Your task is to repeat the listing exactly.

□ □ □

PR #45, opened 2017-04-05
OHFJIRA-53: error code catalog endpoint

hanusto:
OpenHub console should have page where user can see which exception code can be thrown, its description or what is recommended action. It is based upon not approved PR branch, it will be rebased.

API: http://docs.openhubframework.apiary.io/#reference/0/openhub-error-catalog-endpoint/gets-error-catalog-values

Issue: [OHFJIRA-53](https://openhubframework.atlassian.net/browse/OHFJIRA-53)

### DIFF
--- a/web-admin/src/main/java/org/openhubframework/openhub/admin/web/errorscatalog/rest/ErrorsCatalogController.java
+++ b/web-admin/src/main/java/org/openhubframework/openhub/admin/web/errorscatalog/rest/ErrorsCatalogController.java
@@ -1,0 +1,72 @@
+/*
+ *  Copyright 2017 the original author or authors.
+ *
+ * Licensed under the Apache License, Version 2.0 (the "License");
+ * you may not use this file except in compliance with the License.
+ * You may obtain a copy of the License at
+ *
+ *     http://www.apache.org/licenses/LICENSE-2.0
+ *
+ * Unless required by applicable law or agreed to in writing, software
+ * distributed under the License is distributed on an "AS IS" BASIS,
+ * WITHOUT WARRANTIES OR CONDITIONS OF ANY KIND, either express or implied.
+ * See the License for the specific language governing permissions and
+ * limitations under the License.
+ */
+
+package org.openhubframework.openhub.admin.web.errorscatalog.rest;
+
+import java.util.ArrayList;
+import java.util.List;
+
+import org.springframework.beans.factory.annotation.Autowired;
+import org.springframework.http.HttpStatus;
+import org.springframework.web.bind.annotation.*;
+
+import org.openhubframework.openhub.admin.services.ErrorCatalogService;
+import org.openhubframework.openhub.admin.web.common.AbstractOhfController;
+import org.openhubframework.openhub.admin.web.errorscatalog.rpc.ErrorCodeRpc;
+import org.openhubframework.openhub.admin.web.errorscatalog.rpc.ErrorsCatalogRpc;
+import org.openhubframework.openhub.api.entity.ErrorsCatalog;
+import org.openhubframework.openhub.api.exception.ErrorExtEnum;
+
+
+/**
+ * REST controller to operate over errors catalog.
+ *
+ * @author Tomas Hanus
+ * @since 2.0
+ */
+@RestController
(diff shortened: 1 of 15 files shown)


web-admin/src/main/java/org/openhubframework/openhub/admin/web/auth/rpc/AuthInfoRpc.java
```diff
@@ -0,0 +1,115 @@
...
+
+
+/**
+ * RPC for {@link Principal user} entity.
+ *
+ * @author Tomas Hanus
+ * @since 2.0
+ */
+@XmlRootElement
+public class AuthInfoRpc {
```
pjuza: Isn't possible to use some parent RPC object?
I created some common parent rpc classes but I don't know if they can be used for your case. Maybe some for readonly rpc classes would be nice ...

web-admin/src/main/java/org/openhubframework/openhub/admin/web/errorscatalog/rest/ErrorsCatalogController.java
```diff
@@ -0,0 +1,72 @@
...
+
+    /**
+     * Serves errors catalog.
+     *
+     * @return list of {@link ErrorsCatalogRpc}
+     */
+    @RequestMapping(method = RequestMethod.GET, produces = {"application/xml", "application/json"})
+    @ResponseStatus(HttpStatus.OK)
+    @ResponseBody
+    public List<ErrorsCatalogRpc> errorsCatalog() {
```
pjuza, line 57: Pagination is not necessary? I would let to client decide ...

pjuza (approved):
I found two small points for improvement but I will let them on your consideration.

pjuza:
I like your annotation to the error code ...

web-admin/src/main/java/org/openhubframework/openhub/admin/web/auth/rpc/AuthInfoRpc.java
hanusto: I know about that but for example this object has no PK.

web-admin/src/main/java/org/openhubframework/openhub/admin/web/errorscatalog/rest/ErrorsCatalogController.java
hanusto: I think I dont know. I can add that, but problem is that response contains many error catalog and each error catalog contains many error codes. So what will be in one page? Client can do pagination over error catalogs, but in response only few error catalogs will be returned (per backend system maybe), but with many of error codes. Maybe in client side, we can add dynamic table with scrollbar for error codes in the error catalog.

pjuza: So let's stay with current solution and we will see from the feedback ...

web-admin/src/main/java/org/openhubframework/openhub/admin/web/auth/rpc/AuthInfoRpc.java
pjuza: Ok, let's leave like that. I will make some adjustments around rpc, so I will look at it ...

kkovarik (approved):

web-admin/src/main/java/org/openhubframework/openhub/admin/web/auth/rpc/AuthInfoRpc.java
hanusto: Ok. Maybe some read-only object.

web-admin/src/main/java/org/openhubframework/openhub/admin/web/errorscatalog/rest/ErrorsCatalogController.java
hanusto: Yes. And error catalogs is not "pageable repository". So it would be difficult how to implement pagination. I think that better will be if for example all error codes will be collapsed and only requested catalog will be expanded.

□ □ □

## Task solution
PR #45, opened 2017-04-05
OHFJIRA-53: error code catalog endpoint

hanusto:
OpenHub console should have page where user can see which exception code can be thrown, its description or what is recommended action. It is based upon not approved PR branch, it will be rebased.

API: http://docs.openhubframework.apiary.io/#reference/0/openhub-error-catalog-endpoint/gets-error-catalog-values

Issue: [OHFJIRA-53](https://openhubframework.atlassian.net/browse/OHFJIRA-53)

### DIFF
--- a/web-admin/src/main/java/org/openhubframework/openhub/admin/web/errorscatalog/rest/ErrorsCatalogController.java
+++ b/web-admin/src/main/java/org/openhubframework/openhub/admin/web/errorscatalog/rest/ErrorsCatalogController.java
@@ -1,0 +1,72 @@
+/*
+ *  Copyright 2017 the original author or authors.
+ *
+ * Licensed under the Apache License, Version 2.0 (the "License");
+ * you may not use this file except in compliance with the License.
+ * You may obtain a copy of the License at
+ *
+ *     http://www.apache.org/licenses/LICENSE-2.0
+ *
+ * Unless required by applicable law or agreed to in writing, software
+ * distributed under the License is distributed on an "AS IS" BASIS,
+ * WITHOUT WARRANTIES OR CONDITIONS OF ANY KIND, either express or implied.
+ * See the License for the specific language governing permissions and
+ * limitations under the License.
+ */
+
+package org.openhubframework.openhub.admin.web.errorscatalog.rest;
+
+import java.util.ArrayList;
+import java.util.List;
+
+import org.springframework.beans.factory.annotation.Autowired;
+import org.springframework.http.HttpStatus;
+import org.springframework.web.bind.annotation.*;
+
+import org.openhubframework.openhub.admin.services.ErrorCatalogService;
+import org.openhubframework.openhub.admin.web.common.AbstractOhfController;
+import org.openhubframework.openhub.admin.web.errorscatalog.rpc.ErrorCodeRpc;
+import org.openhubframework.openhub.admin.web.errorscatalog.rpc.ErrorsCatalogRpc;
+import org.openhubframework.openhub.api.entity.ErrorsCatalog;
+import org.openhubframework.openhub.api.exception.ErrorExtEnum;
+
+
+/**
+ * REST controller to operate over errors catalog.
+ *
+ * @author Tomas Hanus
+ * @since 2.0
+ */
+@RestController
(diff shortened: 1 of 15 files shown)


web-admin/src/main/java/org/openhubframework/openhub/admin/web/auth/rpc/AuthInfoRpc.java
```diff
@@ -0,0 +1,115 @@
...
+
+
+/**
+ * RPC for {@link Principal user} entity.
+ *
+ * @author Tomas Hanus
+ * @since 2.0
+ */
+@XmlRootElement
+public class AuthInfoRpc {
```
pjuza: Isn't possible to use some parent RPC object?
I created some common parent rpc classes but I don't know if they can be used for your case. Maybe some for readonly rpc classes would be nice ...

web-admin/src/main/java/org/openhubframework/openhub/admin/web/errorscatalog/rest/ErrorsCatalogController.java
```diff
@@ -0,0 +1,72 @@
...
+
+    /**
+     * Serves errors catalog.
+     *
+     * @return list of {@link ErrorsCatalogRpc}
+     */
+    @RequestMapping(method = RequestMethod.GET, produces = {"application/xml", "application/json"})
+    @ResponseStatus(HttpStatus.OK)
+    @ResponseBody
+    public List<ErrorsCatalogRpc> errorsCatalog() {
```
pjuza, line 57: Pagination is not necessary? I would let to client decide ...

pjuza (approved):
I found two small points for improvement but I will let them on your consideration.

pjuza:
I like your annotation to the error code ...

web-admin/src/main/java/org/openhubframework/openhub/admin/web/auth/rpc/AuthInfoRpc.java
hanusto: I know about that but for example this object has no PK.

web-admin/src/main/java/org/openhubframework/openhub/admin/web/errorscatalog/rest/ErrorsCatalogController.java
hanusto: I think I dont know. I can add that, but problem is that response contains many error catalog and each error catalog contains many error codes. So what will be in one page? Client can do pagination over error catalogs, but in response only few error catalogs will be returned (per backend system maybe), but with many of error codes. Maybe in client side, we can add dynamic table with scrollbar for error codes in the error catalog.

pjuza: So let's stay with current solution and we will see from the feedback ...

web-admin/src/main/java/org/openhubframework/openhub/admin/web/auth/rpc/AuthInfoRpc.java
pjuza: Ok, let's leave like that. I will make some adjustments around rpc, so I will look at it ...

kkovarik (approved):

web-admin/src/main/java/org/openhubframework/openhub/admin/web/auth/rpc/AuthInfoRpc.java
hanusto: Ok. Maybe some read-only object.

web-admin/src/main/java/org/openhubframework/openhub/admin/web/errorscatalog/rest/ErrorsCatalogController.java
hanusto: Yes. And error catalogs is not "pageable repository". So it would be difficult how to implement pagination. I think that better will be if for example all error codes will be collapsed and only requested catalog will be expanded.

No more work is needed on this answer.